Return the lines below that carry the word "split".

-- INPUT MATERIAL follows --

PR #161, opened 2017-07-21
Ignore invalid id instead of returning status 400

### LINKED ISSUE #157: Adjustment to bulk bookmarking response
Currently if the `ids` passed to the `/entries/bookmarks/ids=` route contains an invalid id (non-existent IDs and non-numerical IDs) we send a HTTP 400 Bad Request response back as soon as we spot the invalid entry id. However, some entries might have already been bookmarked and sending a HTTP 400 back can be misleading.

Let's make the API "pass over" non-existent IDs and non-numerical IDs instead of sending a HTTP 400 back.

mmmavis:
Fixes #157

### DIFF
--- a/pulseapi/entries/views.py
+++ b/pulseapi/entries/views.py
@@ -340,11 +340,8 @@ class EntriesListView(ListCreateAPIView):
         ids = self.request.query_params.get('ids', None)
 
         if ids is not None:
-            try:
-                ids = [int(x) for x in ids.split(',')]
-                queryset = queryset.filter(pk__in=ids)
-            except:
-                pass
+            ids = [int(x) for x in ids.split(',')]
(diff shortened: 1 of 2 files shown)


pulseapi/entries/views.py
```diff
@@ -214,14 +214,15 @@ def post(self, request, *args, **kwargs):
...
-                    )
+                    return int(id)
+                except ValueError:
+                    return id
+
+            def remove_str(id):
+                return isinstance(id, int)
+
 
             def bookmark_entry(id):
```
Pomax: we should be able to just fix up this function by swapping `except Entry.DoesNotExist:` for just `except:`

Pomax:
nice! this should help with the bulkmarking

-- INPUT MATERIAL concluded --

▶ **EXERCISE RESPONSE**
-                ids = [int(x) for x in ids.split(',')]
+            ids = [int(x) for x in ids.split(',')]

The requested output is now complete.